FROM CROSSFIT TO COVID
Athletics became a passion project for Amanda Michel, a Swiss national champion weightlifter who competed in the Olympic Weightlifting. A hospitality management major, she helped start the Swiss Alpine Battle, which became a popular event on the CrossFit circuit, attracting the sport’s top athletes from 17 countries. The event also represented Michel’s biggest exposure to leadership, one that forced her to develop her own style…often through trial-and-error.
“This sport was not my profession, but the lessons I learned from leading and running an international event, as well as building and managing the organizational structure that supported it, rippled across all aspects of my life,” she writes. “It made me realize that what mattered more to me than anything else was to test my boundaries and grow through learning from other people who were further along in their journeys than I was in mine. It heightened my self-awareness. It made me humbler. Most of all, it helped me realize that by learning through new experiences, particularly shared ones, I could become better at creating positive effects both in my life and the lives of others.”
The class’ far-reaching experiences will certainly produce some fascinating class discussions. Felix Bataille, a supply chain engineer, spent two years in India building an automobile plant “from the ground up.” In Italy, Maria Lia Magni executed a youth employment training program that helped 50 students find jobs over its first six months (and grew to several hundred after three years). Speaking of impact, Sri Lanka’s Sakina Esufally worked with her country’s Minister of Health to develop COVID screening centers that keep the virus away from hospital wards.
“We joined hands with the Sri Lanka Air Force to construct structures in six short weeks that could withstand monsoons, harnessed natural ventilation to minimize infection, and utilized moveable partitions to improve patient-flow. To date, the tents have accommodated 200,000 patients and have the capacity to host more than one million by 2022.”

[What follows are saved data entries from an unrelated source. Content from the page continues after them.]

PR #13268, opened 2020-04-07
Bonfire Logs

AffectedArc07:
## What Does This PR Do
Requested by Necaladun. This PR adds in logging for when someone lights a bonfire, as well as when people are burned by it

image
image
image

It also admin logs immediately when its crafted
image

## Why It's Good For The Game
Admins should know when people light people up

## Changelog
:cl: AffectedArc07
add: Bonfire lighting and burn events are now logged
/:cl:

### DIFF
--- a/code/modules/hydroponics/grown/towercap.dm
+++ b/code/modules/hydroponics/grown/towercap.dm
@@ -165,7 +165,7 @@
 
 /obj/structure/bonfire/Crossed(atom/movable/AM, oldloc)
 	if(burning)
-		add_attack_logs(src, AM, "burned by a bonfire (Lit by [lighter])", ATKLOG_FEW)
+		add_attack_logs(src, AM, "burned by a bonfire (Lit by [lighter])", ATKLOG_ALMOSTALL)
 		Burn()
 
 /obj/structure/bonfire/proc/Burn()
--- a/code/modules/hydroponics/grown/towercap.dm
+++ b/code/modules/hydroponics/grown/towercap.dm
@@ -110,6 +110,7 @@
 	anchored = TRUE
 	buckle_lying = FALSE
 	var/burning = 0
+	var/lighter // Who lit the fucking thing
 	var/fire_stack_strength = 5
 
 /obj/structure/bonfire/dense
@@ -125,6 +126,8 @@
 		var/image/U = image(icon='icons/obj/hydroponics/equipment.dmi',icon_state="bonfire_rod",pixel_y=16)
 		underlays += U
 	if(is_hot(W))
+		lighter = user.ckey
+		user.create_log(MISC_LOG, "lit a bonfire", src)
 		StartBurning()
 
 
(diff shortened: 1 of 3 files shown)


code/modules/hydroponics/grown/towercap.dm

GIVING BACK TO THE HOSPITALITY INDUSTRY
Speaking of big numbers, Constance Noziere was previously responsible for Linkedin’s logged-out profile page…which produces 50 million views per week. At Facebook, Tetlanyo Lekalake served as a marketing lead. There, she built programs across a region that stretched from Africa to Turkey and supported women, ethnic minorities, and individuals with disabilities. Lekalake also co-founded a chapter of Black@Facebook in Ireland, the first internal support group of its kind outside the United States.
“I led this group for four years, working with the rest of the team to develop it into a more powerful resource for departments such as recruiting and sales. More importantly, Black@Facebook Ireland created spaces for Facebook employees to celebrate diversity and discuss race-related challenges.”
Chris Poldoian’s biggest achievement was rooted in the suicide of Anthony Bourdain. Once a sommelier, Poldoian was reminded of the high rate of substance abuse and mental illness in the hospitality industry. In response, he co-founded WellWeek, a program that raised awareness and funds for issues ranging from depression to responsible drinking.
“I’m most proud of the mental health workshops that I organized. I coordinated with NAMI (National Alliance on Mental Illness) and MHA (Mental Health America), their staff-led seminars customized for the hospitality industry workforce. Manager workshops focused on fostering a healthy work environment and identifying depression and substance abuse, while employee workshops focused on an employee’s legal rights and how to handle restaurant-specific anxiety.”